◆ **RECORDS FOR PROCESSING**
Issue #487, opened 2023-11-10
[@vercel/blob] – BlobUnknownError and how to catch it?


mfts:
Hi, I'm getting unknown errors from vercel/blob randomly. I cannot pinpoint why that error occurs. 

```
Error: BlobUnknownError: Vercel Blob: Unknown error, please visit https://vercel.com/help
    at validateBlobApiResponse (/Users/mfts/dev/mfts/papermark/node_modules/@vercel/blob/dist/chunk-L5YSJHMQ.cjs:47:13)
    at put (/Users/mfts/dev/mfts/papermark/node_modules/@vercel/blob/dist/chunk-L5YSJHMQ.cjs:140:11)
    at process.processTicksAndRejections (node:internal/process/task_queues:95:5)
    at async __WEBPACK_DEFAULT_EXPORT__ (webpack-internal:///(api)/./pages/api/mupdf/convert-page.ts:46:22)
```

It's happening in this [file](https://github.com/mfts/papermark/blob/main/pages/api/mupdf/convert-page.ts):
- in L27: fetch the blob from blob url and convert to `arrayBuffer`
- in L40: upload a new file to blob 

My suspicion is that the `put` in L40 fails somehow. 

Would appreciate your help to better understand how to prevent/catch this error.

vvo:
@mfts Would you be open to creating a small reproduction repository that would contain everything for us to run it? That would be awesome.

mfts:
@vvo I'll try to get to it over the weekend. But it's not a deterministic error. Sometimes the same file doesn't work the first time and then works the second time or vice versa.

luismeyer:
hey @mfts,
it's been a while since you opened this issue. Are you still seeing random errors on `put` requests? 
We just released `@vercel/blob@0.19.0` which adds automatic retries for all blob API requests. This could solve your issue, because it was likely caused by internal request problems to our upstream provider.

It would be great if you could let us know if the issue still persists

mfts:
Sorry for sleeping on this issue. I have actually not experienced this issue recently. Thanks for following up with a new blob release. 

closing this issue

PR #566, opened 2024-01-15
feat(blob): add retry to all API requests

luismeyer:
This PR:
- moves all API related stuff into a new file
- consolidates all API fetches into a `requestAPI` function
- this `requestAPI` function takes care of api-version, authorization, response validation, error handling
- also the `requestAPI` function uses `async-retry` to retry failing requests


luismeyer:
probably fixes https://github.com/vercel/storage/issues/487

packages/blob/src/del.ts
```diff
@@ -20,17 +12,13 @@ export async function del(
...
-    method: 'POST',
-    headers: {
-      ...getApiVersionHeader(),
-      authorization: `Bearer ${getTokenFromOptionsOrEnv(options)}`,
-      'content-type': 'application/json',
+  await requestApi(
+    '/delete',
+    {
+      method: 'POST',
+      headers: { 'content-type': 'application/json' },
```
vvo, line 19: I guess we could pass content-type: 'application/json' all the time without any issues or problem, thoughts?

packages/blob/src/helpers.ts
```diff
@@ -1,14 +1,17 @@
...
   /**
    * Define your blob API token.
    * @defaultvalue process.env.BLOB_READ_WRITE_TOKEN
    */
   token?: string;
+  /**
+   * The amount of times to retry the API requests if they fail.
+   * @defaultvalue 10
+   */
+  retries?: number;
```
vvo: I wonder if this is worth exposing to customers. For the first version, I would not expose it just yet and see when someone wants it. As this would give us context.

luismeyer: i also exposed it so i can disable retries for some negative tests that should directly fail

packages/blob/src/api.ts
```diff
@@ -0,0 +1,160 @@
...
+    }
+  }
+}
+
+export async function requestApi<TResponse>(
+  pathname: string,
+  init: RequestInit,
+  commandOptions: BlobCommandOptions | undefined,
+): Promise<TResponse> {
+  init.headers = {
```
vvo: I know this is not checked by eslint, but can we avoid mutating arguments? And instead compute new requestInit base on the function `init`.

```
const newInit = {...}
```

packages/blob/src/helpers.ts
vvo: I see you may have exposed it for testing purposes? If that's the case let's make it so the unit test replies 10 times with a throw.

Why I don't want to expose it yet: it's easier to add than remove in APIs, so until we're sure there's a need to change the number of retries, let's not expose it.

luismeyer: the problem wasn't that it threw 10 times. The test just always timed out. I thought about other ways to control the retry from outside like env vars, but i think thats more dangerous than having this explicit option

vvo: After 10 retries, if the mocked api fails 10 times, send it will throw the correct error as before?

packages/blob/src/index.node.test.ts
```diff
@@ -148,9 +150,9 @@ describe('blob client', () => {
         })
         .reply(502, { error: { code: 'service_unavailable' } });
 
-      await expect(head(`${BLOB_STORE_BASE_URL}/foo-id.txt`)).rejects.toThrow(
-        new BlobServiceNotAvailable(),
-      );
+      await expect(
+        head(`${BLOB_STORE_BASE_URL}/foo-id.txt`, { retries: 0 }),
```
vvo: Here, if you want to test that, at some point we will receive `BlobServiceNotAvailable`, then there should be a way to have the Mock consistently fail, unless I am missing something?

packages/blob/src/helpers.ts
luismeyer: yes. I guess we could make the test long running but than the CI is unnecessary long

vvo: Ohh right because the retries are time based, can we advance time with Jest? Since this is a unit test, it could work fine.

Otherwise:
> but i think thats more dangerous than having this explicit option

We do this with `VERCEL_BLOB_API_URL` and it's working fine, perhaps we can still go this route?

luismeyer: it doesn't work with the fake timers, so I added `VERCEL_BLOB_RETRIES`

packages/blob/src/del.ts
luismeyer: i think actually only `del` and `multipart-complete` **need** `application/json`

vvo (approved):
LGTM, tests are passing, thanks!

packages/blob/src/api.ts
```diff
@@ -0,0 +1,171 @@
...
+          authorization: `Bearer ${getTokenFromOptionsOrEnv(commandOptions)}`,
+
+          ...init.headers,
+        },
+      });
+
+      if (res.status >= 500) {
+        // this will be retried and shown to the user if no more retries are left
+        await validateBlobApiResponse(res);
+      }
```
correttojs, line 159: shouldn't we bail on known errors? all except `unknown_error` and `service_unavailable`, no?

luismeyer: true

correttojs: the [async-retry](https://www.npmjs.com/package/async-retry) package offers a `bail` function to be able to throw an error without retrying it. I think we need something like
```
if (code === 'unknown_error' || code === 'service_unavailable') {
   // retry
   throw getBlobError(error);
} if (code) {
  // do NOT retry
  bail(getBlobError(error))
}
```
otherwise we'd return a response containing the error

correttojs: it would be nice to have a unit test for this code, as I'm not completely sure how it behaves

luismeyer: ah thats nice. It work currently because i check the response outside of the retry again. But I can remove that than

luismeyer: added some tests

correttojs (approved):
great job!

◆ **WORK ORDER**
Take from the listing above each line in which the string "async" is found.

◆ **WRITTEN ANSWER**
    at async __WEBPACK_DEFAULT_EXPORT__ (webpack-internal:///(api)/./pages/api/mupdf/convert-page.ts:46:22)
- also the `requestAPI` function uses `async-retry` to retry failing requests
@@ -20,17 +12,13 @@ export async function del(
+export async function requestApi<TResponse>(
correttojs: the [async-retry](https://www.npmjs.com/package/async-retry) package offers a `bail` function to be able to throw an error without retrying it. I think we need something like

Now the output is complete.